TASK DESCRIPTION: Where does the string "deps" occur in the records below? Copy every line that holds it.
───── MATERIAL SHOWN
PR #382, opened 2016-04-24
Separate Windows and Unix deps | remove dependency on deprecated time crate

rrichardson:
This might be a bit controversial wrt the separation of unix and windows deps. I'm not entirely sure what the intended behaviors are supposed to be.  But the net effect of this commit is that when you compile on Linux, it doesn't pull down or compile any of the windows based crates, this speeds things up and avoids potential snafus.

### DIFF
--- a/src/timer.rs
+++ b/src/timer.rs
@@ -1,12 +1,13 @@
 use token::Token;
-use time::precise_time_ns;
+use std::time::{Instant, Duration};
 use std::{error, fmt, usize, iter};
-use std::cmp::max;
 
 use self::TimerErrorKind::TimerOverflow;
-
──────────
RESPONSE BELOW:
Separate Windows and Unix deps | remove dependency on deprecated time crate
This might be a bit controversial wrt the separation of unix and windows deps. I'm not entirely sure what the intended behaviors are supposed to be.  But the net effect of this commit is that when you compile on Linux, it doesn't pull down or compile any of the windows based crates, this speeds things up and avoids potential snafus.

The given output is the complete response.